Groucho Marx once famously quipped that he wouldn't join any club that would have him as a member. But in today's EU, Groucho need not apply. The EU now does not want to accept anybody who applies for membership, because the countries queuing up to join are too big or too poor, or both.
Tomorrow the EU formally admits 10 new members, eight from central Europe. All are far poorer than the EU average. Bulgaria, Romania and possibly Croatia are supposed to join in 2007. By the end of this year, the EU is to decide whether to open membership talks with Turkey -- a country that is not only poor and big, but Muslim. If the EU is to talk about membership with Turkey, is there any legitimate reason for keeping out my country -- Ukraine?
Current EU thinking, however, holds that Ukraine should be placed in the same framework as countries in North Africa and the Middle East. The EU's "Wider Europe" strategy does call for closer ties to Ukraine, and for allowing us increased access to the EU's "single market." But it does not view Ukraine as a candidate for EU membership, at least not in the foreseeable future.
One reason for this is that the EU does not want to pick a fight with Russia, which still sees us
as its close ally, natural business partner and as members of an enlarging Russian-led economic zone. Indeed, last week Ukraine's parliament ratified a treaty creating "a single economic space" with Russia. But this supposed free-trade zone seems more like a recipe to enrich oligarchs and stifle competition, not promote trade.
Of course, Russia won't look
on happily if the EU tries to lure Ukraine. But membership in the EU does not mean estrangement from Russia. Besides, excluding Ukraine from eventual EU membership will encourage Russia's imperial ambitions. This will diminish Russia's chances of ever becoming a full democracy, for it can rule an empire only as a militarized state.
It is the mark of a good club that people clamor to become members. An ever-larger EU including Ukraine would create a political unit with a huge population, furthering the EU's ambitions to be a global power.
As the latest round of enlargement proves, the EU is very effective at molding the governance and behavior of would-be members. Preparations for EU entry strongly motivated the eight former communist Central European states to entrench or restore democratic institutions and market economies.
The further Europe exports
its laws and values, the more it expands a zone committed to peaceful, democratic and prosperous co-existence. A country equipped to join the EU is a country equipped to make its
way in the world peacefully, if it chooses to do so. Europe needs such countries on its borders.
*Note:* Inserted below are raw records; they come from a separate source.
PR #214, opened 2023-10-31
🗃️ Set default db value for inviteSentDate

alyssadsouza:
Set default value to current timestamp for `inviteSentDate` in `ClinicianInvite` table


mistryrn (approved):
Thanks for getting this change in so quickly!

So far, the EU's actions have achieved the opposite. For example, three years ago Ukrainians crossed the border with Poland 6 million times. Most were small traders buying goods for resale at home, boosting the economy of eastern Poland, the poorest part
of that country. Others worked cheaply in Poland as cleaners and building workers.
As a step toward imposing EU border controls and visa rules, Poland began demanding visas from its neighbors. Crossings at Polish border stations quickly fell by over two-thirds. Thus the new EU border with Ukraine is making its presence felt in the most negative way imaginable -- by hurting business on both sides of the border.
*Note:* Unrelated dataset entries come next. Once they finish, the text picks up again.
PR #217, opened 2023-10-31
🗃️ Add ConsentQuestionId enum

alyssadsouza:
- Added Consent Question IDs type in consent-das Prisma schema:
```
INFORMED_CONSENT__READ_AND_UNDERSTAND
RELEASE_DATA__CLINICAL_AND_GENETIC
RELEASE_DATA__DE_IDENTIFIED
RESEARCH_PARTICIPATION__FUTURE_RESEARCH
RESEARCH_PARTICIPATION__CONTACT_INFORMATION
RECONTACT__FUTURE_RESEARCH
RECONTACT__SECONDARY_CONTACT
REVIEW_SIGN__SIGNED
```
- updated ConsentQuestion.id and ParticipantResponse.consentQuestionId to use new consent question ID enum
- updated seed-data to use enum values
- updated consent-das services to use new enum values for consent question ids
- create migrations

**Note**: the routers will need to be updated after the `Zod` enum is added

### DIFF
--- a/apps/consent-das/prisma/migrations/20231031195803_use_consent_question_id_enum/migration.sql
+++ b/apps/consent-das/prisma/migrations/20231031195803_use_consent_question_id_enum/migration.sql
@@ -1,0 +1,29 @@
+/*
+  Warnings:
+
+  - The primary key for the `ConsentQuestion` table will be changed. If it partially fails, the table could be left without primary key constraint.
+  - The primary key for the `ParticipantResponse` table will be changed. If it partially fails, the table could be left without primary key constraint.
+  - Changed the type of `id` on the `ConsentQuestion` table. No cast exists, the column would be dropped and recreated, which cannot be done if there is data, since the column is required.
+  - Changed the type of `consentQuestionId` on the `ParticipantResponse` table. No cast exists, the column would be dropped and recreated, which cannot be done if there is data, since the column is required.
+
+*/
+-- CreateEnum
+CREATE TYPE "ConsentQuestionId" AS ENUM ('INFORMED_CONSENT__READ_AND_UNDERSTAND', 'RELEASE_DATA__CLINICAL_AND_GENETIC', 'RELEASE_DATA__DE_IDENTIFIED', 'RESEARCH_PARTICIPATION__FUTURE_RESEARCH', 'RESEARCH_PARTICIPATION__CONTACT_INFORMATION', 'RECONTACT__FUTURE_RESEARCH', 'RECONTACT__SECONDARY_CONTACT', 'REVIEW_SIGN__SIGNED');
+
+-- DropForeignKey
+ALTER TABLE "ParticipantResponse" DROP CONSTRAINT "ParticipantResponse_consentQuestionId_fkey";
+
+-- AlterTable
+ALTER TABLE "ConsentQuestion" DROP CONSTRAINT "ConsentQuestion_pkey",
+DROP COLUMN "id",
+ADD COLUMN     "id" "ConsentQuestionId" NOT NULL,
+ADD CONSTRAINT "ConsentQuestion_pkey" PRIMARY KEY ("id");
+
+-- AlterTable
+ALTER TABLE "ParticipantResponse" DROP CONSTRAINT "ParticipantResponse_pkey",
+DROP COLUMN "consentQuestionId",
+ADD COLUMN     "consentQuestionId" "ConsentQuestionId" NOT NULL,
+ADD CONSTRAINT "ParticipantResponse_pkey" PRIMARY KEY ("id", "participantId", "consentQuestionId");
+
+-- AddForeignKey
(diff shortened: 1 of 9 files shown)


apps/consent-das/prisma/migrations/20231031195803_use_consent_question_id_enum/migration.sql
```diff
@@ -0,0 +1,29 @@
...
+*/
+-- CreateEnum
+CREATE TYPE "ConsentQuestionId" AS ENUM ('INFORMED_CONSENT__READ_AND_UNDERSTAND', 'RELEASE_DATA__CLINICAL_AND_GENETIC', 'RELEASE_DATA__DE_IDENTIFIED', 'RESEARCH_PARTICIPATION__FUTURE_RESEARCH', 'RESEARCH_PARTICIPATION__CONTACT_INFORMATION', 'RECONTACT__FUTURE_RESEARCH', 'RECONTACT__SECONDARY_CONTACT', 'REVIEW_SIGN__SIGNED');
+
+-- DropForeignKey
+ALTER TABLE "ParticipantResponse" DROP CONSTRAINT "ParticipantResponse_consentQuestionId_fkey";
+
+-- AlterTable
+ALTER TABLE "ConsentQuestion" DROP CONSTRAINT "ConsentQuestion_pkey",
+DROP COLUMN "id",
```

In the EU, only Poland seems
to want Ukraine as a prosperous, stable and accessible neighbor, not as a poor and rickety one with a dodgy democracy and even dodgier nuclear power stations. Poland worries that the more Ukraine is shut off from the EU, the more it will fall behind, economically and politically.
But today's other EU members view the prospect of an ever-expanding EU that includes Ukraine with fatalism and dread, for several reasons. The first, inevitably, is money. The EU redistributes billions of euros from rich to poor members.
A second is immigration. One of the EU's fundamental principles is that there should be freedom to move from one member country to another. But anti-immigration parties are gaining ground across western Europe; they could make huge political capital out of potential Ukrainian membership. There is also a feeling that a larger EU might simply be unable to function.
Creating plausible-sounding objections to Ukrainian membership is easy. We are not really European, we are too poor, we are too different. But the EU has consistently rejected the idea of insisting on a minimum income level for members. Its only serious economic demand is that members have a "functioning market economy."
Where Europe, Russia, Ukraine, Moldova and Belarus rub up against one another, an economic fault line is forming. What the EU does now to bridge this fault line will determine whether these countries Westernize or stagnate. The dream of a Europe free and whole, from the Atlantic to the Urals, is yet to be realized.